参考:ムロツヨシが語る、『大恋愛』で掴んだチャンスへの喜び 「あがき続けてきました」


■等身大の“イチャコラ”が憧れと共感を呼ぶ


 本作の主人公・北澤尚は、有能な医師。開業医の母を持ち、生活面で不自由を覚えたことはまるでなく、見た目も美人で貯金額は5000万円。ハイスペック、ハイステータスの、いわゆる高嶺の花だ。一方、相手役となる間宮真司はかつては文壇の新星として期待されるも、ヒット作が続かず低迷。

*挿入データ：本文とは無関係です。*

PR #1185, opened 2020-05-10
fix: character module last command status for bash

MunifTanjim:
#### Description

For **bash**, appending `starship_precmd` to `PROMPT_COMMAND` breaks previous command's status (`$?`) checking when other commands already exist in `PROMPT_COMMAND`. Because those commands can modify the actual `$?` variable.

#### Motivation and Context

Related to #954, which was closed without solving the underlying issue that caused it.

#### Types of changes

Screenshot from 2020-05-11 05-24-02

#### Checklist:

### DIFF
--- a/src/init/starship.bash
+++ b/src/init/starship.bash
@@ -22,7 +22,7 @@ starship_preexec() {
         PREEXEC_READY=false
         STARSHIP_START_TIME=$(::STARSHIP:: time)
     fi
-    
+
     : "$PREV_LAST_ARG"
 }
 
@@ -64,14 +64,14 @@ else
         }
         trap 'starship_preexec_all "$_"' DEBUG
     fi
- 
-    # Finally, prepare the precmd function and set up the start time. We will avoid to 
+
+    # Finally, prepare the precmd function and set up the start time. We will avoid to
     # add multiple instances of the starship function and keep other user functions if any.
     if [[ -z "$PROMPT_COMMAND" ]]; then
         PROMPT_COMMAND="starship_precmd"
     elif [[ "$PROMPT_COMMAND" != *"starship_precmd" ]]; then
-        # Remove any trailing semicolon before appending (PR #784)
-        PROMPT_COMMAND="${PROMPT_COMMAND%;};starship_precmd;"
+        # prepending starship_precmd (appending it breaks $? status checking)
+        PROMPT_COMMAND="starship_precmd;${PROMPT_COMMAND}"
     fi
 fi
 


MunifTanjim:
Currently, I'm doing this as a workaround:

```sh
eval "$(starship init bash)"
export PROMPT_COMMAND="starship_precmd;${PROMPT_COMMAND/starship_precmd;/}"
```

It adds the `starship_precmd` command to the start of `PROMPT_COMMAND` and removes it from the end.

X-dark:
This breaks command duration for me as idle time become counted as well.

MunifTanjim:
> This breaks command duration for me as idle time become counted as well.

Strange. The workaround works fine. But the change in this PR breaks **command duration**. :thinking: 

@X-dark can you confirm if the workaround (without the change in this PR) works for you?

X-dark:
> @X-dark can you confirm if the workaround (without the change in this PR) works for you?
Sorry I have tested the workaround, not the PR.

Without any fix or workaround, my PROMPT_COMMAND looks like this:

```
__vte_prompt_command; printf "\033]0;%s@%s:%s\007" "${USER}" "${HOSTNAME%%.*}" "${PWD/#$HOME/\~}";starship_precmd;
```

MunifTanjim:
Thanks @X-dark . I've updated the PR to handle those cases.

src/init/starship.bash
```diff
@@ -64,14 +66,18 @@ else
...
-    # Finally, prepare the precmd function and set up the start time. We will avoid to 
+
+    # Finally, prepare the precmd function and set up the start time. We will avoid to
     # add multiple instances of the starship function and keep other user functions if any.
     if [[ -z "$PROMPT_COMMAND" ]]; then
         PROMPT_COMMAND="starship_precmd"
     elif [[ "$PROMPT_COMMAND" != *"starship_precmd" ]]; then
-        # Remove any trailing semicolon before appending (PR #784)
-        PROMPT_COMMAND="${PROMPT_COMMAND%;};starship_precmd;"
+        # Appending to PROMPT_COMMAND breaks exit status ($?) checking.
```
chipbuster, line 75: Thanks for the comment here--will really help in the future.

chipbuster:
I have to speak frankly here for a second: the number of hoops we've jumped through on this project to try to get things working perfectly in Bash is starting to get ludicrous. First we set, then we appended, then we prepended. We've changed separators between semicolons and whitespace, we've had to deal with other shell helpers breaking starship with their own initscripts. Every single time, I've been optimistic that **this** change will finally fix everything, and every time, I've been proven wrong. And judging by the number of conflicts we've gotten with other shell frameworks, I'm not sure they're doing much better than us.

I certainly hope that this will fix our problems once and for all (and looking at it, I do think it will!), but in the event that I'm proven wrong again, I'm going to have to suggest that we push that responsibility on the user in one of two ways:

- Request that they install bash-preexec, which abstracts away this problem and we already have support for.
- Force the user to decide their own ordering: make an init flag for bash only (e.g. `starship init bash --funcs-only`) which will only define `starship_precmd` and `starship_preexec`, and decide that it's the user's responsibility to figure out how they want their hooks ordered.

現在は引っ越し屋のアルバイトで生計を立て、見た目も平凡、年齢は中年、貯金額は12万円と、条件面では決して優良と言いがたいキャラクターだ。日向の道を全速力で走ってきた女と、日陰の道で長くくすぶってきた男。そんなふたりが出会い、恋におち、病気の影に怯えながらも、今という時間を、懸命に、慈しむように生きる姿に、感動の声が広がっている。


 多くの視聴者が尚と真司を見て、「こんな恋がしてみたいな」と憧れるのは、きっとふたりの恋が悲劇だからではない。ふたりが、どこにでもいる平凡な私たちと同じように、相手を愛しいと想い、そばにいたいと願い、言葉にし尽くせない愛情を表現する。その姿がとても身近で、自分たちを見ているようだから、つい感情移入してしまうのではないかな、と思う。


 思わず真似したくなった第1話の居酒屋でのアフレコから始まって、ふたりのシーンは飾り気がまったくない。ほっぺにキスをしたり。鼻の下のホクロを押したら真司が変な声をあげておどけたり。美味しそうにアップルパイを平らげる真司を尚が連写したり。ラブシーンというよりも、手をつないだり、ハグをしたり、砕けた言い方をするなら“イチャコラ”している場面の方が、ずっと印象深い。一生の想い出となる結婚写真だって、キメキメのすまし顔ではなく、クシャクシャの満面スマイルだった。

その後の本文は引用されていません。